If I were to make a one time only lease payment on a BMW, and 2 months later the car was totaled in an accident, would I lose the entire payment.

The answer was:

You would be responsible for any payments due before the accident and the unused portion of the lease would be refunded to you.


----------



## webguy330i (Jan 9, 2002)

BMW29 said:


> I came here a few weeks ago, looking for advice from people who have had prior dealings with BMW. Many people have helped me tremendously, especially Jon and all the information he posts.
> 
> I have also had much misinformation, especially when it concerned a one time lease payment. The going belief on this board is, if you get into an accident, you have lost your entire payment. That is not true! For anyone thinking of a one time lease payment, contact BMWFS and they will explain to you, as they have to me, what happens in the event of a vehicle that is totaled while under such a lease. You will be credited for the unused portion of the cars lease, after all past due payments and deductibles have been met. The up front payment is not considered a capital cost reduction, and is evenly divided up by the amount of months the term of the lease is for.
> 
> ...


 That's exactly how it should be, because insurance will pay off the value of the car, and the gap coverage is just that. Otherwise BMWFS would be basically comitting insurance fraud by taking YOUR money for the car + the extra money from the gap coverage!

Good investigative work.


----------



## JonMarks330i (Apr 9, 2005)

How much was a one time payment and what were the terms and vehicle specs ?
It sounds like a very interesting way to lease a vehicle.


----------



## Robert A (May 18, 2003)

Granted that they'll do this, but I wonder how they'll compute the amount. It's possible that they might use the straight line method (bad for you, good for them), or the accrual method (fair for everyone involved).



BMW29 said:


> I came here a few weeks ago, looking for advice from people who have had prior dealings with BMW. Many people have helped me tremendously, especially Jon and all the information he posts.
> 
> I have also had much misinformation, especially when it concerned a one time lease payment. The going belief on this board is, if you get into an accident, you have lost your entire payment. That is not true! For anyone thinking of a one time lease payment, contact BMWFS and they will explain to you, as they have to me, what happens in the event of a vehicle that is totaled while under such a lease. You will be credited for the unused portion of the cars lease, after all past due payments and deductibles have been met. The up front payment is not considered a capital cost reduction, and is evenly divided up by the amount of months the term of the lease is for.
> 
> ...


----------



## 01Byte (Jun 22, 2003)

BMW29 said:


> I came here a few weeks ago, looking for advice from people who have had prior dealings with BMW. Many people have helped me tremendously, especially Jon and all the information he posts.
> 
> I have also had much misinformation, especially when it concerned a one time lease payment. The going belief on this board is, if you get into an accident, you have lost your entire payment. That is not true! For anyone thinking of a one time lease payment, contact BMWFS and they will explain to you, as they have to me, what happens in the event of a vehicle that is totaled while under such a lease. You will be credited for the unused portion of the cars lease, after all past due payments and deductibles have been met. The up front payment is not considered a capital cost reduction, and is evenly divided up by the amount of months the term of the lease is for.
> 
> ...


 As one of those who thought that you would lose the whole amount.

I stand corrected!!

Thanks for the update.. :thumbup:


----------



## The Other Tom (Sep 28, 2002)

JonMarks330i said:


> How much was a one time payment and what were the terms and vehicle specs ?
> It sounds like a very interesting way to lease a vehicle.

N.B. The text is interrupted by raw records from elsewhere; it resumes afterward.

PR #1895, opened 2026-07-30
Added missing initialization in setRefCharges

terminationshock:
The API call to `dftbp_set_ref_charges` lead to an inconsistent state if the lattice had been changed before.

Altering the lattice and then changing the charges with a sequence `dftbp_get_ref_charges` and `dftbp_set_ref_charges` makes the SCC cycles fail to converge. The bug does not appear if the lattice is kept constant. This is the reason why it has not been covered by tests. To test this now, I altered the `treeinit` test. Let me know if this is acceptable or whether you rather would like to have a separate test.


bhourahine (commented):
Looks good as an initial fix for changing the reference charge with setElectronNumber(). Unfortunately it also resets the charge of the system to be neutral, irrespective of any prior call(s) to setElectronNumber(), so order of these two then matter.

src/dftbp/dftbplus/mainapi.F90
```diff
@@ -414,6 +414,10 @@ subroutine setRefCharges(env, main, q0)
 
     call updateReferenceShellCharges(main%qShell0, main%q0, main%orb, main%nAtom, main%species0)
 
+    if (allocated(main%qInput)) then
```
bhourahine:
```suggestion
```

src/dftbp/dftbplus/mainapi.F90
```diff
@@ -414,6 +414,10 @@ subroutine setRefCharges(env, main, q0)
...
+      main%qInput(:,:,:) = main%q0
```
bhourahine:
```suggestion
```

src/dftbp/dftbplus/mainapi.F90
```diff
@@ -414,6 +414,10 @@ subroutine setRefCharges(env, main, q0)
...
+    end if
```
bhourahine:
```suggestion
```

src/dftbp/dftbplus/mainapi.F90
bhourahine, line 419:
```suggestion
    if (allocated(main%qInput)) then
      main%qInput(:,:,:) = main%qInput + q0 - main%q0
    end if

    main%q0(:,:,:) = q0
```

bhourahine (commented):
One possible way to address this in the suggestions. The main place where this would be noticeable would be small changes in reference charges when there is already a self-consistent solution.

terminationshock:
> Looks good as an initial fix for changing the reference charge with setElectronNumber(). Unfortunately it also resets the charge of the system to be neutral, irrespective of any prior call(s) to setElectronNumber(), so order of these two then matter.

Thanks for this hint. I could introduce a flag for this, which is not very clean, though. Do you have any suggestions?

bhourahine:
I'm now seeing some strange behaviour with my suggested changes (your original choice to initialise qInput = q0 seems to be OK, but obviously then requires a few SCC cycles).

terminationshock:
I just tested your suggestion. It seems to be fine. I don't see any issues on my side.

bhourahine:
> I just tested your suggestion. It seems to be fine. I don't see any issues on my side.

I've just pushed a fix to this branch: there are also reduced input charges used for the SCC convergence test, so these need to be updated as well. I'll squash and merge shortly.

bhourahine:
@terminationshock I've just pushed a version rebased on upstream main, the treeinit test needed to be recalculated as part of the changes for the reduced charges. Can you have a quick look at the current state of the branch, and if happy I will merge.

terminationshock:
It looks good to me. I also tested this again in my setup. Can be merged from my point of view.

bhourahine (approved):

I believe it's called a pre-paid lease. You make all the lease payments up front. Watch out for the interest rate,though, because I think it's a bit higher than the normal lease rate.


----------



## JB-From-FL (Jul 23, 2004)

*I have done these in the past with*



The Other Tom said:


> I believe it's called a pre-paid lease. You make all the lease payments up front. Watch out for the interest rate,though, because I think it's a bit higher than the normal lease rate.


Much lower rates than making monthly payments. It is great because it does not cause you to lay out all the money up front. No payment shows on your credit report, as a realtor this saves me money on mortgages. Since I do not keep cars for long period of time and I can not seem to get a dealer to give me a decent trade this is the best way to avoid paying sales tax on the unused part of the car saving more than the lease cost.


----------



## lilskel (Jun 10, 2005)

Do they even have a MF when it is a prepaid lease? It would be great if you could just pay the depreciation part all up front and then turn it in when your done with it


----------



## LA X3 (Jul 5, 2005)

> Do they even have a MF when it is a prepaid lease?


While I don't know the terms of a prepaid lease, you can be certain they do. BMWFS isn't going to put out that much money and not make interest on it.

In a lease, the leasing company basically buys the car and charges you interest on the _whole_ purchase price, plus the depreciation. Notice that the rent charge portion of your lease payment is suspiciously close to the monthly interest cost on a loan in the amount of the purchase price. It's not a coincidence.


----------



## kyfdx (Aug 4, 2003)

*Prepaid leases..*

Money factor: Generally, they treat it as a normal lease, only with a lower money factor.. Then, they add up all the payments and that is what you pay upfront.. As an example, I remember a 36 month lease that had a .00225 money factor, but if you did a one-pay, they calculated the lease with a .0008 money factor.. A substantial discount for the prepay..

Totaled cars: One-pay leases aren't treated the same as a 36 month lease with a large cap cost reduction.. If the lease is ended, the single payment is treated as 36 equal payments, and a pro-rated refund is made for any portion of the lease not used..

So... One-pay leases (at least from BMWFS) can be good deals.. Definitely more protection than when you make a large cap cost reduction..

My details may be a little fuzzy... I'm sure one of our dealers can make any corrections..

regards,
kyfdx


----------



## turpiwa (Jun 13, 2005)

I may be being a little slow but - is 1 pay lease where you pay the (e.g) 36 mths of lease payment up front?


----------



## Krochelli (May 9, 2005)

Yes.


----------